As of the end of the first quarter, total debt was $667 million, compared with $840 million at the end of the first quarter of 2008, and $690 million as of the end of 2008. The company has no significant debt refinancing requirements until November 2010 when bonds totaling about $100 million are due. Sonoco continues to operate its $500 million commercial paper program with $74 million outstanding at the end of the first quarter of 2009. The commercial paper program is fully supported by a bank credit facility provided by a syndicate of banks that is committed until May 2011. The company believes these banks are capable of meeting their commitments.

Second Quarter and Full-Year 2009 Outlook:

Sonoco anticipates second quarter 2009 base earnings to be in the range of $.34 to $.38 per diluted share. Full-year 2009 base earnings are projected to be in the range of $1.55 to $1.75 per diluted share. As previously reported by the company, second quarter and full-year guidance include a year-over-year increase in pension expense of $.08 and $.35 per diluted share, respectively. The company’s 2009 annual earnings guidance reflects an expected tax rate of about 30%.

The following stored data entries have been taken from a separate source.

PR #2261, opened 2025-03-19
feat: Add Togglable Changelogs

dhaselhan:
* Add new toggle component
* Use toggle to switch between summary and change log
* Add hover back to edit icons


kevin-hashimoto (approved):
Looks great! Liking how we simplify and reusing a good chunk of our previous code!

Issue #2205, opened 2025-03-12
LCFS - Allow a BCeID user to delete a draft supplemental report


airinggov:
**Description:**  
Allow a BCeID user to delete a draft supplemental report. When deleted, any changes made in the draft should be removed, and the report should revert to its original state. All data associated with the supplemental report should be permanently deleted from the database.

**Wireframe:**  
N/A

**Purpose and benefit to user:**  
This feature allows BCeID users to manage their supplemental reports efficiently by removing unnecessary drafts, ensuring data integrity, and preventing clutter in the system.

**Acceptance Criteria:**  
- [ ] A BCeID user can delete a supplemental report if it is in "Draft" status.
- [ ] Upon deletion, all changes made in the draft are removed.
- [ ] The base report remains unchanged.
- [ ] Any data specifically created for the supplemental report is fully removed from the database.
- [ ] The user receives a modal before deletion: "Do you want to delete this supplemental report?" Cancel | Delete supplemental report
- [ ] A success message is displayed once the report is deleted.

**Development Checklist:**  
- [ ] Implement a "Delete supplemental report" button that is only available when the supplemental report is in "Draft" status.
- [ ] Ensure all associated data is removed from the database upon deletion.
- [ ] Implement a confirmation modal before deletion.
- [ ] Ensure that deleting the draft does not impact the original report.

airinggov:
It appears to work very well. Only one issue found so far. The original report didn't have any FSE data. I added one in the draft supplemental then deleted the report. The FSE is still appearing and showing a duplicate row. If I click to create a new supplemental report the FSE schedule disappears (as it should be really).

Grulin:
Can't test as I can't seem to make a compliance report in DEV without getting an "internal server" message

PR #2263, opened 2025-03-20
Fix: To clear caching from react queries upon supplemental report delete

prv-proton:
Bug fix: #2205
https://github.com/bcgov/lcfs/issues/2205#issuecomment-2734823888


dhaselhan (approved):
LGTM 👍

PR #2266, opened 2025-03-20
feat: Delete transaction when returning to supplier

dhaselhan:
* Add new delete function + test for it


backend/lcfs/web/api/transaction/repo.py
```diff
@@ -489,3 +502,15 @@ async def get_transaction_start_year(self):
         )
 
         return oldest_year
+
+    @repo_handler
+    async def delete_transaction(self, transaction_id, attached_report_id):
```
prv-proton, line 507: Don't we need to delete this transaction from Transaction table? as it could still be in RESERVE'd transaction for organization balance calculation.

AlexZorkin (approved):
Looks good 👍

PR #2267, opened 2025-03-20
LCFS-2220: Retain data from lines 6, 7, 8, and 9

areyeslo:
Copy over summary lines from `Assessed` report in the same period of supplemental report
Ensure updated value in summary lines is loaded instead of cache value from React Query.


backend/lcfs/web/api/compliance_report/services.py
```diff
@@ -142,6 +142,22 @@ async def create_supplemental_report(
...
+            current_report.organization_id,
+            int(current_report.compliance_period.description)
+        )
+        if not assessed_report or not assessed_report.summary:
+            raise DataNotFoundException("Assessed report summary not found for the same period")
+
+        # Copy over the summary lines from the assessed report.
+        summary_data = {
+            column: getattr(assessed_report.summary, column)
+            for column in assessed_report.summary.__table__.columns.keys()
```
AlexZorkin, line 156: I don't think we want to bring across all line values, just 6-9.

AlexZorkin (changes requested):
Just double checking the requirements. ty

AlexZorkin (approved):
👍

PR #2274, opened 2025-03-21
feat: Move met/not met statements into history

dhaselhan:
* Show for each report instead of just the final result
* Remove formatting inside the text
* Return summary lines needed as part of the report chain


hamed-valiollahi (approved):
Looks great! 👍  Thanks, Daniel!

PR #2296, opened 2025-03-25
LCFS-2217: Deleted schedule display

areyeslo:
On Supplemental report when the user removes the records in a schedule,  the changelog toggle should be visible to view deleted rows.

image


prv-proton (approved):
Looks good 👍

PR #2761, opened 2024-04-19
Securing your Buildkite Agent and environment variables

rianmcguire:
Add a callout about environment variables that may allow arbitrary command execution.

PR #2792, opened 2024-05-10
Add paragraph break in "Custom hooks and environment" variables callout

rianmcguire:
I was just having a peek at https://github.com/buildkite/docs/pull/2761 post-deploy, and I noticed that there's no break between the paragraphs in the rendered output:
image

Adding a hacky `<p>` between the paragraphs makes it do the right thing. If you know a nicer way to achieve the same result, let's do that instead!

image

### DIFF
--- a/pages/agent/v3/securing.md
+++ b/pages/agent/v3/securing.md
@@ -40,7 +40,7 @@ Command line evaluation can be disabled by setting [`no-command-eval`](/docs/age
 
 > 🚧 Custom hooks and environment variables
 > If you have a custom `command` hook, using `no-command-eval` will have no effect on your command execution. See [Allowing a list of plugins](#allowing-a-list-of-plugins) and [Custom bootstrap scripts](#customizing-the-bootstrap) for examples of how to completely lock down your agent from arbitrary code execution.
->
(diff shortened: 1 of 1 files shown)


pages/agent/v3/securing.md
```diff
@@ -40,7 +40,7 @@ Command line evaluation can be disabled by setting [`no-command-eval`](/docs/age
 
 > 🚧 Custom hooks and environment variables
 > If you have a custom `command` hook, using `no-command-eval` will have no effect on your command execution. See [Allowing a list of plugins](#allowing-a-list-of-plugins) and [Custom bootstrap scripts](#customizing-the-bootstrap) for examples of how to completely lock down your agent from arbitrary code execution.
->
+><p>
```
gilesgas, line 43: Thanks @rianmcguire , this makes the callout look a little clearer.

I'd only recommend adding a single space between the initial `>` and `<p>` to make it clearer that these are separate pieces of markup.

```suggestion
> <p>
```

gilesgas (approved):
Ready for you to merge this once you've address my earlier comment. Thanks!

PR #2793, opened 2024-05-12
Fix '- wait:' syntax for pipeline dependencies page (and wait step page too).

gilesgas:
There was some discussion about clarifying the code examples depicting `wait` step syntax in our docs.

This PR should also hopefully address this piece of direct page feedback we got here:

Screenshot 2024-05-13 at 9 19 07 AM

### DIFF
--- a/pages/pipelines/dependencies.md
+++ b/pages/pipelines/dependencies.md
@@ -16,7 +16,7 @@ A wait step, as in the example below, is dependent on all previous steps complet
 steps:
   - command: "one.sh"
   - command: "two.sh"
-  - wait:
+  - wait: ~
   - command: "three.sh"
   - command: "four.sh"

In commenting on the updated guidance, DeLoach noted that the low end for the full year is based on continued weak volumes in businesses serving industrial markets. It is also based on realizing the expected improvements from previously announced cost-reduction plans as well as the impact of normal seasonality and returning to a more historical price/cost relationship in the consumer businesses. The range in the full-year guidance reflects the degree of continued uncertainty in today’s business environment.

“Sonoco has faced many challenges through its 110-year history and we have always responded decisively in ways that have helped us emerge a stronger, more competitive and successful company,” added DeLoach. “Our cost reduction efforts which began in 2008 have helped. Regrettably, we’re not seeing meaningful improvement to the global economy so we must continue to take further cost-reduction steps to remain competitive in a dramatically changing marketplace.”

Segment Review:

Sonoco uses a non-GAAP financial measure, Base Operating Profit, when discussing the operational results of its segments. Base Operating Profit is defined as the segments’ portion of consolidated Income Before Income Taxes, excluding restructuring charges, impairment charges, environmental charges, net interest expense and certain non-recurring or infrequent and unusual items.

Consumer Packaging:

Sonoco’s Consumer Packaging segment includes the following products: round and shaped rigid packaging (both composite and plastic); printed flexible packaging; and metal and peelable membrane ends and closures.

First quarter 2009 sales for the segment were $351.9 million, compared with $387.4 million in the same period in 2008. Operating profit for this segment reached a record $39.4 million in the first quarter of 2009, compared with $36.3 million in the same period in 2008.

Sales in this segment declined nine% during the first quarter as lower volumes and the negative effect of foreign currency translation of about $20 million were only partially offset by higher selling prices. The selling price increases were implemented to offset rising raw materials and other costs, the negative impact of which was not fully realized in the first quarter. This delay in realizing the negative effect of higher material costs, along with productivity improvements, contributed to the first quarter’s nine% increase in operating profit.